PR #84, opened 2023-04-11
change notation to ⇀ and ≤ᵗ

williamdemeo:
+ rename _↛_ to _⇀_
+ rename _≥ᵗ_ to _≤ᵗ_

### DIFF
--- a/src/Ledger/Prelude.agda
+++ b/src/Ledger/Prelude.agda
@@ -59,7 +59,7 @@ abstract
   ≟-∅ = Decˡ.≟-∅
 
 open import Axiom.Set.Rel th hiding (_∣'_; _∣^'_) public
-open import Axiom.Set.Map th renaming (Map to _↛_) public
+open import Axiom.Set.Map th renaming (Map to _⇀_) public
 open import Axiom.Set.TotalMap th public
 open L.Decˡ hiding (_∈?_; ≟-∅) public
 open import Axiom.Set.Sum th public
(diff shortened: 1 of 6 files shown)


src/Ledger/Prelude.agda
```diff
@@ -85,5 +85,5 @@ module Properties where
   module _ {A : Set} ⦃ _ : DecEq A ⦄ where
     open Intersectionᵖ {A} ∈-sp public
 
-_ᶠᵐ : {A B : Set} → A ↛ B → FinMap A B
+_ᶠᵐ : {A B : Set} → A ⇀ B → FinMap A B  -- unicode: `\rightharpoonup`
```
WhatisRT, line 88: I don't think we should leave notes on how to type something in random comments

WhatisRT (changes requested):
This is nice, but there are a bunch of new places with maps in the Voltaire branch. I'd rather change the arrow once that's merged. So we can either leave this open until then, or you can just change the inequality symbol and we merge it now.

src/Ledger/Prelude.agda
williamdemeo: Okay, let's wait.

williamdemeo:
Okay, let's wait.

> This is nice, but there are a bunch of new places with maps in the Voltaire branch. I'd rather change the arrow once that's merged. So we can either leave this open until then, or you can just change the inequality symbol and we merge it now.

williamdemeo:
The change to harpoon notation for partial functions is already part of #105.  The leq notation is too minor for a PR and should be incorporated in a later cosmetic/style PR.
* * *
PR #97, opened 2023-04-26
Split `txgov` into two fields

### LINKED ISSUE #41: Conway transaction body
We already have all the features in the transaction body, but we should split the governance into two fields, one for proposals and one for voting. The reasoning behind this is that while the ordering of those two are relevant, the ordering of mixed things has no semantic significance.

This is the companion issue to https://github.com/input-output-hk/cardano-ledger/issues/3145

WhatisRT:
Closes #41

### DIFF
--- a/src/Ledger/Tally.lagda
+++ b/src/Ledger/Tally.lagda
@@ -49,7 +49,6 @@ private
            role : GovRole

Goal of the exercise: Which lines above include the string "where"? Show them.

Response below:
@@ -85,5 +85,5 @@ module Properties where
   module _ {A : Set} ⦃ _ : DecEq A ⦄ where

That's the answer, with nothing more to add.